Please return every line of the records below that contains the word "Perl".

== Segment start ==

PR #831, opened 2024-06-15
Add API to show last login time

iliajie:
Hey Jamie!

This PR adds the last login time to the virtual server summary page and the list domains CLI. Some people evidently want to know when the last login happened for a virtual server and disable it if the last login was over a certain period of time.


virtual-server-lib-funcs.pl
```diff
@@ -20682,6 +20682,70 @@ sub list_script_plugins
...
+my @logins;
+foreach my $k (keys %acl::sessiondb) {
+	next if ($k =~ /^1111111/);
+	next if (!$acl::sessiondb{$k});
+	my ($user, $ltime, $lip) = split(/\s+/, $acl::sessiondb{$k});
+	next if ($user ne $d->{'user'});
+	push(@logins, $ltime);
+	}
+# Mail user logins
+foreach my $user (&list_domain_users($d, 1)) {
```
jcameron, line 20704: Why get the logins for all users if we're only going to show one?

Also, list_domain_users is a pretty slow function ... this would slow down the API and UI.

virtual-server-lib-funcs.pl
```diff
@@ -20682,6 +20682,70 @@ sub list_script_plugins
 return grep { &plugin_defined($_, "scripts_list") } @plugins;
 }
 
+# domain_last_login(&domain)
+# Returns last login for domain
+sub domain_last_login
+{
+my ($d) = @_;
+&foreign_require("acl");
+# Get domain owner user login
```
jcameron, line 20691: Seems like we should actually instead include webmin and usermin logins in the collection that feeds into get_last_login_time

virtual-server-lib-funcs.pl
```diff
@@ -20682,6 +20682,70 @@ sub list_script_plugins
...
+		push(@logins, $ll->{$k});
+		}
+	}
+@logins = sort { $b <=> $a } @logins;
+if (!@logins) {
+	return wantarray ?
+		($text{'users_ll_never'}, undef) :
+		 $text{'users_ll_never'};
+	}
+my $last = &make_date($logins[0], { '_' });
```
jcameron, line 20716: What does this `_` mean??

virtual-server-lib-funcs.pl
iliajie: > Why get the logins for all users if we're only going to show one?

We need to first check all users to later find out the latest login timestamp for a user associated with the domain.

> Also, list_domain_users is a pretty slow function ... this would slow down the API and UI.

Well, it will only be called on the domain summary page and when listing domains using the `--multiline` parameter. Is there a better way to list _only_ the _usernames_ associated with a virtual server?

virtual-server-lib-funcs.pl
iliajie: That would work too, although it won't provide accurate last login details.

virtual-server-lib-funcs.pl
jcameron: But surely what we want is to show the last login time for the domain owner, not *any* mailbox?

virtual-server-lib-funcs.pl
iliajie: Aside from a happy parameter smiley, it asks `make_date` to return a hash. :-)

virtual-server-lib-funcs.pl
iliajie: > But surely what we want is to show the last login time for the domain owner, not _any_ mailbox?

No, we want to show the last login time for _any_ user in the domain. This helps to understand the activity related to the domain.

jcameron: I don't think that information is critical enough to add complexity and slowness to the CLI and UI. And we have this visible in the List Users page already... better to just show on a per-user basis in the `list-users` API command.

iliajie: Well, we need to know the activity happening in the domain that can easily be checked in both the UI and CLI. Having it spread around the list of users has no real value in this context.

By the way, we don't need to get quotas and database users. This fix https://github.com/virtualmin/virtualmin-gpl/pull/831/commits/d6a83ab575e4de9b9172380f68ad15cb935f0398 will make it faster.

jcameron: Who is asking for this feature though? I just don't think a single date for the last time any user in the domain logged in is very useful..

virtual-server-lib-funcs.pl
jcameron: It would certainly be cleaner code though - having this code here look into the Webmin session DB doesn't seem right.

virtual-server-lib-funcs.pl
iliajie: I spoke with @marclaporte today, and he suggested that it would be nice to disable virtual servers on the development server that weren't used for a certain period of time.

Knowing the last activity would be pretty telling, in my opinion.

virtual-server-lib-funcs.pl
iliajie: I could do that. So, to be clear, you're suggesting that we cache the last logins for domain owners and store them to be used from `get_last_login_time`, right?

virtual-server-lib-funcs.pl
jcameron: I mean what's the difference between `{ '_' }` and an empty hash `{ }` ?

virtual-server-lib-funcs.pl
jcameron: I'm thinking that the cleaner thing to do would be to include Webmin and Usermin logins in `update_last_login_times` , which produces a file which can be read much faster.

virtual-server-lib-funcs.pl
iliajie: > I mean what's the difference between `{ '_' }` and an empty hash `{ }` ?

`%{$opts}` in `make_date` will never eval to _true_ unless something is set.

virtual-server-lib-funcs.pl
iliajie: Alright, using caching is better, I agree.

But can those functions involved return a hash or a list, or are they only designed to deal with strings?

virtual-server-lib-funcs.pl
jcameron: Then don't do that! Just check if $opts is not set to undef.

iliajie: Alright, fixed! However, that means this PR cannot be included in the upcoming Virtualmin release.

jcameron: Oh was there a separate PR to change the `make_date` behavior? If so, we can keep this current code until that's out..

virtual-server-lib-funcs.pl
jcameron: I don't get what you mean, sorry..

virtual-server-lib-funcs.pl
iliajie: No, I just fixed that last night. But okay, I can revert it until then.

virtual-server-lib-funcs.pl
iliajie: > I'm thinking that the cleaner thing to do would be to include Webmin and Usermin logins in `update_last_login_times` , which produces a file which can be read much faster.

Jamie, all finished! Please have another look.

virtual-server-lib-funcs.pl
```diff
@@ -20682,6 +20682,65 @@ sub list_script_plugins
...
+@logins = sort { $b <=> $a } @logins;
+if (!@logins) {
+	return wantarray ?
+		($text{'users_ll_never'}, undef) :
+		 $text{'users_ll_never'};
+	}
+my $last = &make_date($logins[0], { '_' }); # XXXX '_' can be removed later
+my $last_login;
+# Show ago for last login if within 24 hours
+if (ref($last) eq 'HASH' &&
```
jcameron, line 20714: Why would this not be a hash?

virtual-server-lib-funcs.pl
```diff
@@ -20682,6 +20682,65 @@ sub list_script_plugins
 return grep { &plugin_defined($_, "scripts_list") } @plugins;
 }
 
+# domain_last_login(&domain)
+# Returns last login for domain
+sub domain_last_login
```
jcameron, line 20687: Let's just limit this to the doamin owner, there's no need to scan through all the domain users for their last logins. Imagine a domain with thousands of mailboxes - this code would make summary_domain.cgi and list-domains.pl really slow.

feature-mail.pl
```diff
@@ -5602,6 +5602,43 @@ sub update_last_login_times
...
+	next if ($k =~ /^1111111/);
+	next if (!$acl::sessiondb{$k});
+	my ($user, $ltime, $lip) = split(/\s+/, $acl::sessiondb{$k});
+	$syslogins{$user} = $ltime
+		if ($ltime > $syslogins{$user} || !$syslogins{$user});
+	}
+# System last logins
+&foreign_require('useradmin');
+my @logins = &useradmin::list_last_logins();
+eval "use Time::Local;";
```
jcameron, line 5625: No need for the first ;

virtual-server-lib-funcs.pl
iliajie: It would never be a hash if `use DateTime` isn't available..

virtual-server-lib-funcs.pl
iliajie: > Let's just limit this to the domain owner, there's no need to scan through all the domain users for their last logins.

Well, I'm not sure about that. We need to know if any associated user logged in as an indication that the domain is active. Otherwise, adding this feature makes very little sense .. Ideally, we need to also track database logins to make it complete.

>  Imagine a domain with thousands of mailboxes - this code would make summary_domain.cgi and list-domains.pl really slow.

Why would it make it slow if we only use cached data from a file? Iterating over a simple `name=value` structure is blazing fast, even for 100,000 records, correct?

feature-mail.pl
iliajie: Thanks! Fixed now!

virtual-server-lib-funcs.pl
jcameron: It would maybe be OK if we didn't have to call list_domain_users. But even then, I think that we should also display the last login time by the domain owner separately.

virtual-server-lib-funcs.pl
jcameron: Hmmm ... I'm not sure I really like that API, as it's kind of confusing to callers if `make_date` can return different types depending on some internal implementation detail. But I suppose it's too late to change now :-(

Are those required Perl modules at least Webmin package dependencies?

iliajie: > I'm not sure I really like that API

Me neither!



> if `make_date` can return different types

It returns strings by default.




> But I suppose it's too late to change now :-(


This is because `make_date` existed long before it was implemented to support what it supports today.



> Are those required Perl modules at least Webmin package dependencies?

Yes, we do!

virtual-server-lib-funcs.pl
iliajie: > It would maybe be OK if we didn't have to call list_domain_users. But even then, I think that we should also display the last login time by the domain owner separately.

I don't understand the reason why! Initially, it was suggested to cache it, which was implemented. Iterating over key-value pairs is fast. What's so bad about knowing the domain's last login time?

I believe that either we implement the last login time for the domain comprehensively, considering all users including database users, or we don't do it at all.

jcameron: Has any customer asked for a way to see a single time which is the last login by *any* user in the domain? I can imagine why the `root` user would want to see the last time a domain owner logged in, and why a domain owner would want to see when each of their mailboxes logged in. But I can't imagine why a single last activity date by any user is useful.

But more importantly, showing this on the domain summary page will be slow because `list_domain_users` can be quite slow. It doesn't make sense to slow this page and `list-domains` down for a niche use case.

iliajie: > Has any customer asked for a way to see a single time which is the last login by _any_ user in the domain?

No, not in particular. Though it is a pretty obvious and potentially useful feature to have for a system that deals with domains.



> But I can't imagine why a single last activity date by any user is useful.

What if I have 1,000 domains created by developers and I want to know which domains haven't been used in the past 3 months, so I can delete them? This is a pretty straightforward need, and something @marclaporte has faced in his environment.



> But more importantly, showing this on the domain summary page will be slow because `list_domain_users` can be quite slow. It doesn't make sense to slow this page and `list-domains` down for a niche use case.

I agree with that. Alright, then perhaps we can factor it all out into a separate page, or just and only add a CLI API and be done with it?

iliajie: > > But more importantly, showing this on the domain summary page will be slow because `list_domain_users` can be quite slow. It doesn't make sense to slow this page and `list-domains` down for a niche use case.
> 
> I agree with that.

Or better yet, we just cache everything to the level where we write the last login time to a file and run `list_domain_users` in the background? This way, the summary page and list domains API would be as fast as before.

iliajie: .. I think this is exactly what I'll do tomorrow. I'll also add an additional column to the list virtual servers page in the UI to sort domains by last login date. Furthermore, I'll make it possible to disable last login collection in the Virtualmin configuration for whatever reason.

jcameron: Yeah I think if we collected this in the background as part of collectinfo.pl it would be acceptable..

iliajie: > Yeah I think if we collected this in the background as part of collectinfo.pl it would be acceptable

Jamie, it's been implemented! Please take a look.

iliajie: Currently, it shows all possible logins as follows.

image

I'm considering showing only the most recent login time and placing all details under a tooltip. At first glance, it seems a bit crowded, but it's also quite informative. What are your thoughts about this in particular?

jcameron: Maybe we could put those under a separate collapsible tab? We could even include the IP of the last login, if we collect that in future...

iliajie: I believe this functionality would be useful in the CLI, but it's too crowded for the UI already .. no?

virtual-server-lib-funcs.pl
```diff
@@ -20682,6 +20682,74 @@ sub list_script_plugins
...
+sub update_domains_last_login_times
+{
+foreach my $d (&list_domains()) {
+	next if ($d->{'alias'});
+	next if ($d->{'no_last_login'});
+	my $last_login_timestamp;
+	my $last_login;
+	my @logins;
+	# Get all users logins timestamps
+	foreach my $user (&list_domain_users($d, 0, 0, 1, 1)) {
```
jcameron, line 20696: You should set the 3rd param to 1 as well, so that list_domain_users doesn't include email virtusers

virtual-server-lib-funcs.pl
```diff
@@ -20682,6 +20682,74 @@ sub list_script_plugins
...
+		foreach my $k (sort { $a cmp $b } keys %$ll) {
+			push(@logins, $ll->{$k});
+			}
+		}
+	# No logins recorded yet
+	if (!@logins) {
+		$last_login_timestamp = undef;
+		$last_login = $text{'users_ll_never'};
+		}
+	# Logins found
```
jcameron, line 20707: Move this comment after the `else` and indent it

virtual-server-lib-funcs.pl
```diff
@@ -20682,6 +20682,74 @@ sub list_script_plugins
...
+	else {
+		# Sort logins and get last login
+		@logins = sort { $b <=> $a } @logins;
+		# Save timestamp
+		$last_login_timestamp = $logins[0];
+		# Show ago for last login if within 24 hours
+		my $last = &make_date($logins[0], { '_' }); # XXXX rm '_' later
+		if (ref($last) eq 'HASH' &&
+		$last->{'ago'} && !$last->{'ago'}->{'days'}) {
```
jcameron, line 20716: Indentation looks wrong

virtual-server-lib-funcs.pl
```diff
@@ -20682,6 +20682,74 @@ sub list_script_plugins
...
+					 $text{'summary_lastlogin_sec'} :
+					 $text{'summary_lastlogin_secs'});
+				}
+			}
+		else {
+			$last_login = &make_date($logins[0]);
+			}
+		}
+	&lock_domain($d);
+	$d->{'last_login'} = $last_login
```
jcameron, line 20744: Wouldn't it be cleaner to just store the last_login_timestamp, and convert to a human-readable string for display? Otherwise it may use the wrong language.

virtual-server-lib-funcs.pl
jcameron: Anyway I'm fine with how it current looks

virtual-server-lib-funcs.pl
iliajie: Done.

virtual-server-lib-funcs.pl
iliajie: Done too.

virtual-server-lib-funcs.pl
iliajie: If this function returned a value, it would. However, since we only save data to the domain config, saving just a timestamp means we'd have to reimplement the 'ago' logic for all callers or create a separate subroutine for it, both of which seem excessive.

virtual-server-lib-funcs.pl
iliajie: Yeah, let's just keep it that way.

virtual-server-lib-funcs.pl
jcameron: No, we should create a separate sub for it that is called when showing the last login time. Always separate presentation (what the user sees) from logic (what we're computing). The current code is clearly wrong, as the text for the last login will be in the wrong language if the root user has a a different language from a domain owner.

iliajie: > The current code is clearly wrong, as the text for the last login will be in the wrong language if the root user has a a different language from a domain owner.

Agreed! Fixed! Thanks for pointing this out!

== Segment end ==

### ANSWER AREA:
Are those required Perl modules at least Webmin package dependencies?
> Are those required Perl modules at least Webmin package dependencies?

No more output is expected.